Aim of the exercise
Copy every record exactly, with nothing left out.
*** Opening of Dataset excerpts ***
PR #816, opened 2026-06-17
[Higgs] Fuse top-k/top-p sampling with sgl_kernel renorm

BBuf:
## Motivation

Profiling Higgs Audio v3 TTS decode on H100 showed the per-step multi-codebook sampler running a **full-vocab `torch.sort` + `topk(K_MAX)` + cumsum/scatter logit masking** every decode step (`radixSortKVInPlace`, `sbtopk::gatherTopK`, `softmax_warp_forward` kernels). For the codebook vocab (V=1026, 8 codebooks) this is a chain of small launch-bound kernels.

## Change

In `_sample_independent_batched`, replace the sort-based top-k/top-p logit masking with the fused `sgl_kernel.top_k_renorm_prob` / `top_p_renorm_prob` kernels, keeping the existing graph-safe `multinomial` and the greedy/argmax short-circuit unchanged.

## Correctness (numerically equivalent)

Verified against the original sort-based path over a sweep of `B ∈ {1,4,16} × temperature ∈ {0.7,1.0,1.3} × top_k ∈ {None,5,50,200,1026} × top_p ∈ {None,0.8,0.9,0.95,1.0}` (225 configs):

- **max abs probability difference = 4.8e-7** (fp32 epsilon)
- **identical support** (zero tokens differ in the kept set)

The only theoretical difference is at an exact `cumsum == top_p` boundary, where the fused path uses the standard nucleus (`cum >= p`) convention vs the prior `cum > p` + shift; this is measure-zero for continuous logits and never triggered in the sweep. Inputs are forced **contiguous fp32** as required by the flashinfer renorm kernels (a non-contiguous tensor silently corrupts the result).

## Performance

Higgs decode A/B on a single H100 (n=2 each, fixed request, GPU time per decode step from torch profiler, normalized by step count):

| | µs/step |
|---|---|
| baseline | 4152.1 |
| this PR | 4082.8 |

**−1.67% per-step GPU time.** The sampler kernel block (radixSort + gatherTopK + softmax) drops from ~64 to ~32 µs/step. CUDA graph capture and audio output are unaffected (verified end-to-end: valid 24 kHz speech, no graph break).

### DIFF
--- a/sglang_omni/models/higgs_tts/sampler.py
+++ b/sglang_omni/models/higgs_tts/sampler.py
@@ -13,6 +13,8 @@ from __future__ import annotations
 from dataclasses import dataclass
 
 import torch
+from sgl_kernel import top_k_renorm_prob as _fused_top_k_renorm
+from sgl_kernel import top_p_renorm_prob as _fused_top_p_renorm
 
 from sglang_omni.models.higgs_tts.utils import BOC_ID, EOC_ID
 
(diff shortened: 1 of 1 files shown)


BBuf:
### Seed-TTS A/B (generate + transcribe) — quality is unchanged

Ran the full Seed-TTS **English** eval set (1088 samples) before/after this PR, using the **same ASR for both** so the delta is attributable to the sampler change only.

| | samples | WER (corpus) | WER (per-sample mean) | >50% WER | failed |
| `main` (sort-based sampler) | 1088 | **0.879%** | 0.850% | 0 | 0 |
| this PR (fused renorm) | 1088 | **0.904%** | 0.887% | 0 | 0 |
| Δ | — | **+0.025 pp** | +0.038 pp | 0 | 0 |

**Conclusion: WER is statistically unchanged** (0.88% vs 0.90%, Δ 0.025 pp) — within run-to-run sampling noise (both are independent stochastic generations at temperature > 0). This is consistent with the numerical-equivalence check from the PR description: the renorm path reproduces the sort path's post-top-k/top-p distribution to ~5e-7 with identical support across a temperature × top_k × top_p sweep, so the fused kernels do not alter the sampling distribution.

> Note: I used `openai/whisper-large-v3` as the transcriber (with `--asr-concurrency 1`, since the whisper encoder path only supports batch size 1 here) instead of the default Qwen3-ASR, so the **absolute** WER differs from CI's official numbers — but baseline and PR use the same ASR, so the **delta** is valid. CI will produce the official Qwen3-ASR numbers.

#### Reproduction (single H100)

```bash
# 0. dataset
python -m benchmarks.dataset.prepare --dataset seedtts

# Do the following twice: once on `main`, once on this PR branch.

# 1. start a higgs server (local ref-audio needs --allowed-local-media-path)
sgl-omni serve --model-path bosonai/higgs-audio-v3-tts-4b \
  --allowed-local-media-path /tmp --port 8150

# 2. generate (TTS) against the running server
python -m benchmarks.eval.benchmark_tts_seedtts --generate-only --use-existing-server \
  --base-url http://127.0.0.1:8150 \
  --meta zhaochenyang20/seed-tts-eval-arrow --lang en --ref-format references \
  --model bosonai/higgs-audio-v3-tts-4b \
  --output-dir results/<variant> --max-concurrency 8 --skip-gpu-cleanup

# 3. transcribe + WER (auto-starts the ASR server)
python -m benchmarks.eval.benchmark_tts_seedtts --transcribe-only \
  --asr-model-path openai/whisper-large-v3 --asr-concurrency 1 \
  --meta zhaochenyang20/seed-tts-eval-arrow --lang en \
  --model bosonai/higgs-audio-v3-tts-4b \
  --output-dir results/<variant> --skip-gpu-cleanup
```

Ratish1 (approved):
*** Close of Dataset excerpts ***
The completed task
PR #816, opened 2026-06-17
[Higgs] Fuse top-k/top-p sampling with sgl_kernel renorm

BBuf:
## Motivation

Profiling Higgs Audio v3 TTS decode on H100 showed the per-step multi-codebook sampler running a **full-vocab `torch.sort` + `topk(K_MAX)` + cumsum/scatter logit masking** every decode step (`radixSortKVInPlace`, `sbtopk::gatherTopK`, `softmax_warp_forward` kernels). For the codebook vocab (V=1026, 8 codebooks) this is a chain of small launch-bound kernels.

## Change

In `_sample_independent_batched`, replace the sort-based top-k/top-p logit masking with the fused `sgl_kernel.top_k_renorm_prob` / `top_p_renorm_prob` kernels, keeping the existing graph-safe `multinomial` and the greedy/argmax short-circuit unchanged.

## Correctness (numerically equivalent)

Verified against the original sort-based path over a sweep of `B ∈ {1,4,16} × temperature ∈ {0.7,1.0,1.3} × top_k ∈ {None,5,50,200,1026} × top_p ∈ {None,0.8,0.9,0.95,1.0}` (225 configs):

- **max abs probability difference = 4.8e-7** (fp32 epsilon)
- **identical support** (zero tokens differ in the kept set)

The only theoretical difference is at an exact `cumsum == top_p` boundary, where the fused path uses the standard nucleus (`cum >= p`) convention vs the prior `cum > p` + shift; this is measure-zero for continuous logits and never triggered in the sweep. Inputs are forced **contiguous fp32** as required by the flashinfer renorm kernels (a non-contiguous tensor silently corrupts the result).

## Performance

Higgs decode A/B on a single H100 (n=2 each, fixed request, GPU time per decode step from torch profiler, normalized by step count):

| | µs/step |
|---|---|
| baseline | 4152.1 |
| this PR | 4082.8 |

**−1.67% per-step GPU time.** The sampler kernel block (radixSort + gatherTopK + softmax) drops from ~64 to ~32 µs/step. CUDA graph capture and audio output are unaffected (verified end-to-end: valid 24 kHz speech, no graph break).

### DIFF
--- a/sglang_omni/models/higgs_tts/sampler.py
+++ b/sglang_omni/models/higgs_tts/sampler.py
@@ -13,6 +13,8 @@ from __future__ import annotations
 from dataclasses import dataclass
 
 import torch
+from sgl_kernel import top_k_renorm_prob as _fused_top_k_renorm
+from sgl_kernel import top_p_renorm_prob as _fused_top_p_renorm
 
 from sglang_omni.models.higgs_tts.utils import BOC_ID, EOC_ID
 
(diff shortened: 1 of 1 files shown)


BBuf:
### Seed-TTS A/B (generate + transcribe) — quality is unchanged

Ran the full Seed-TTS **English** eval set (1088 samples) before/after this PR, using the **same ASR for both** so the delta is attributable to the sampler change only.

| | samples | WER (corpus) | WER (per-sample mean) | >50% WER | failed |
| `main` (sort-based sampler) | 1088 | **0.879%** | 0.850% | 0 | 0 |
| this PR (fused renorm) | 1088 | **0.904%** | 0.887% | 0 | 0 |
| Δ | — | **+0.025 pp** | +0.038 pp | 0 | 0 |

**Conclusion: WER is statistically unchanged** (0.88% vs 0.90%, Δ 0.025 pp) — within run-to-run sampling noise (both are independent stochastic generations at temperature > 0). This is consistent with the numerical-equivalence check from the PR description: the renorm path reproduces the sort path's post-top-k/top-p distribution to ~5e-7 with identical support across a temperature × top_k × top_p sweep, so the fused kernels do not alter the sampling distribution.

> Note: I used `openai/whisper-large-v3` as the transcriber (with `--asr-concurrency 1`, since the whisper encoder path only supports batch size 1 here) instead of the default Qwen3-ASR, so the **absolute** WER differs from CI's official numbers — but baseline and PR use the same ASR, so the **delta** is valid. CI will produce the official Qwen3-ASR numbers.

#### Reproduction (single H100)

```bash
# 0. dataset
python -m benchmarks.dataset.prepare --dataset seedtts

# Do the following twice: once on `main`, once on this PR branch.

# 1. start a higgs server (local ref-audio needs --allowed-local-media-path)
sgl-omni serve --model-path bosonai/higgs-audio-v3-tts-4b \
  --allowed-local-media-path /tmp --port 8150

# 2. generate (TTS) against the running server
python -m benchmarks.eval.benchmark_tts_seedtts --generate-only --use-existing-server \
  --base-url http://127.0.0.1:8150 \
  --meta zhaochenyang20/seed-tts-eval-arrow --lang en --ref-format references \
  --model bosonai/higgs-audio-v3-tts-4b \
  --output-dir results/<variant> --max-concurrency 8 --skip-gpu-cleanup

# 3. transcribe + WER (auto-starts the ASR server)
python -m benchmarks.eval.benchmark_tts_seedtts --transcribe-only \
  --asr-model-path openai/whisper-large-v3 --asr-concurrency 1 \
  --meta zhaochenyang20/seed-tts-eval-arrow --lang en \
  --model bosonai/higgs-audio-v3-tts-4b \
  --output-dir results/<variant> --skip-gpu-cleanup
```

Ratish1 (approved):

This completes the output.